──────── Extracted material ────────

PR #1920, opened 2024-03-19
✨Separate CRDs in the Helm chart

francostellari:
## Summary

Move CRDs to the chart `crds/` folder to let Helm install them before applying the template

## Related issue(s)

Fixes #

### DIFF
--- a/config/default/kustomization.yaml
+++ b/config/default/kustomization.yaml
@@ -15,7 +15,6 @@ namePrefix: kubestellar-
 #    someName: someValue
 
 resources:
-# - ../crd
 - ../rbac
 - ../manager
 # [WEBHOOK] To enable webhook, uncomment all the sections with [WEBHOOK] prefix including the one in


config/default/kustomization.yaml
```diff
@@ -15,7 +15,7 @@ namePrefix: kubestellar-
 #    someName: someValue
 
 resources:
-- ../crd
+# - ../crd
```
MikeSpreitzer, line 18: What was this kustomization accomplishing?

If we are no longer going to use that, perhaps it should be deleted?

francostellari: Removing this line prevents the CRDs to be injected into the chart template yaml.
When doing the same in kubefkex and otp, we commented the line instead of completely removing it.
I can remove it if you prefer

MikeSpreitzer: In my own testing and analysis, it appears that this particular line was accomplishing nothing. It is a bit of generic infrastructure inserted by kubebuilder, but it never made a difference in this repo.

Removing this line makes all of config/crd/ unreferenced junk.

francostellari: ok done

MikeSpreitzer: If I understand correctly, https://github.com/kubestellar/kubestellar/blob/821fb7a49c875b5aa433832b38429be457d2e86a/Makefile#L140 is also saying --- and relying on the fact that --- this repo is not using any kustomize functionality for its CRDs. @pdettori , have I got this right?

pdettori: @MikeSpreitzer correct, at least for the CRD there is currently no kustomization done.

MikeSpreitzer (commented):
/lgtm

PR #1931, opened 2024-03-20
🐛 Clean metadata.generateName in workload objects before wrapping

### LINKED ISSUE #1852: bug: objects with "generateName" set are created in the WDS but not in the WEC
### Describe the bug

Objects with `generateName` set are created in the WDS but not in the WEC. The manifestwork for an object with `generateName` set is created, but the status conditions show an error from the OCM work agent:

```
"Error delivering object to mailbox" err="admission webhook \"manifestworkvalidators.admission.work.open-cluster-management.io\" denied the request: generateName must not be set in manifest" logger="Binding"
``` 

### Steps To Reproduce

1. Create an object with `generateName` set and match it with a binding policy for delivery to a WEC. The object that initially caused the issue is the following:
```yaml
apiVersion: operators.coreos.com/v1
kind: OperatorGroup
metadata:
  generateName: openshift-nfd-
  generation: 1
  labels:
    app.kubernetes.io/part-of: wec-nfd
  name: openshift-nfd
  namespace: openshift-nfd
spec:
  targetNamespaces:
  - openshift-nfd
  upgradeStrategy: Default
```
2. Check the manifest work for the object in imbs1 and verify it is not delivered to the web.

### Expected Behavior

Since OCM does not deliver such objects, user should be informed or prevented from trying to deliver objects with `generateName` set.

### Additional Context

There are several options here on how to address this:
- just document the limitation
- propagate the error from the OCM work agent to the binding policy status
- run an admission WebHook on the WDS that does the check and rejects objects with `generateName` set

waltforme:
## Summary
The background of this PR is documented in #1852. In the discussions of #1852, we agreed with an approach to (a) let the names be generated in WDSes, (b) clean the `.metadata.generateName` field in workload objects; (3) wrap the objects with name already generated for transport.

This PR implements the approach.

## Related issue(s)
Fixes #1852

### DIFF
--- a/pkg/transport/generic_transport_controller.go
+++ b/pkg/transport/generic_transport_controller.go
@@ -604,6 +604,7 @@ func cleanObject(object *unstructured.Unstructured) *unstructured.Unstructured {
 	objectCopy.SetSelfLink("")
 	objectCopy.SetResourceVersion("")
 	objectCopy.SetUID("")
+	objectCopy.SetGenerateName("")
 
 	annotations := objectCopy.GetAnnotations()
 	delete(annotations, "kubectl.kubernetes.io/last-applied-configuration")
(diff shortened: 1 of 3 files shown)


pdettori (commented):
/lgtm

────────

Reproduce all the data exactly. Include every line.

PR #1920, opened 2024-03-19
✨Separate CRDs in the Helm chart

francostellari:
## Summary

Move CRDs to the chart `crds/` folder to let Helm install them before applying the template

## Related issue(s)

Fixes #

### DIFF
--- a/config/default/kustomization.yaml
+++ b/config/default/kustomization.yaml
@@ -15,7 +15,6 @@ namePrefix: kubestellar-
 #    someName: someValue
 
 resources:
-# - ../crd
 - ../rbac
 - ../manager
 # [WEBHOOK] To enable webhook, uncomment all the sections with [WEBHOOK] prefix including the one in


config/default/kustomization.yaml
```diff
@@ -15,7 +15,7 @@ namePrefix: kubestellar-
 #    someName: someValue
 
 resources:
-- ../crd
+# - ../crd
```
MikeSpreitzer, line 18: What was this kustomization accomplishing?

If we are no longer going to use that, perhaps it should be deleted?

francostellari: Removing this line prevents the CRDs to be injected into the chart template yaml.
When doing the same in kubefkex and otp, we commented the line instead of completely removing it.
I can remove it if you prefer

MikeSpreitzer: In my own testing and analysis, it appears that this particular line was accomplishing nothing. It is a bit of generic infrastructure inserted by kubebuilder, but it never made a difference in this repo.

Removing this line makes all of config/crd/ unreferenced junk.

francostellari: ok done

MikeSpreitzer: If I understand correctly, https://github.com/kubestellar/kubestellar/blob/821fb7a49c875b5aa433832b38429be457d2e86a/Makefile#L140 is also saying --- and relying on the fact that --- this repo is not using any kustomize functionality for its CRDs. @pdettori , have I got this right?

pdettori: @MikeSpreitzer correct, at least for the CRD there is currently no kustomization done.

MikeSpreitzer (commented):
/lgtm

PR #1931, opened 2024-03-20
🐛 Clean metadata.generateName in workload objects before wrapping

### LINKED ISSUE #1852: bug: objects with "generateName" set are created in the WDS but not in the WEC
### Describe the bug

Objects with `generateName` set are created in the WDS but not in the WEC. The manifestwork for an object with `generateName` set is created, but the status conditions show an error from the OCM work agent:

```
"Error delivering object to mailbox" err="admission webhook \"manifestworkvalidators.admission.work.open-cluster-management.io\" denied the request: generateName must not be set in manifest" logger="Binding"
``` 

### Steps To Reproduce

1. Create an object with `generateName` set and match it with a binding policy for delivery to a WEC. The object that initially caused the issue is the following:
```yaml
apiVersion: operators.coreos.com/v1
kind: OperatorGroup
metadata:
  generateName: openshift-nfd-
  generation: 1
  labels:
    app.kubernetes.io/part-of: wec-nfd
  name: openshift-nfd
  namespace: openshift-nfd
spec:
  targetNamespaces:
  - openshift-nfd
  upgradeStrategy: Default
```
2. Check the manifest work for the object in imbs1 and verify it is not delivered to the web.

### Expected Behavior

Since OCM does not deliver such objects, user should be informed or prevented from trying to deliver objects with `generateName` set.

### Additional Context

There are several options here on how to address this:
- just document the limitation
- propagate the error from the OCM work agent to the binding policy status
- run an admission WebHook on the WDS that does the check and rejects objects with `generateName` set

waltforme:
## Summary
The background of this PR is documented in #1852. In the discussions of #1852, we agreed with an approach to (a) let the names be generated in WDSes, (b) clean the `.metadata.generateName` field in workload objects; (3) wrap the objects with name already generated for transport.

This PR implements the approach.

## Related issue(s)
Fixes #1852

### DIFF
--- a/pkg/transport/generic_transport_controller.go
+++ b/pkg/transport/generic_transport_controller.go
@@ -604,6 +604,7 @@ func cleanObject(object *unstructured.Unstructured) *unstructured.Unstructured {
 	objectCopy.SetSelfLink("")
 	objectCopy.SetResourceVersion("")
 	objectCopy.SetUID("")
+	objectCopy.SetGenerateName("")
 
 	annotations := objectCopy.GetAnnotations()
 	delete(annotations, "kubectl.kubernetes.io/last-applied-configuration")
(diff shortened: 1 of 3 files shown)


pdettori (commented):
/lgtm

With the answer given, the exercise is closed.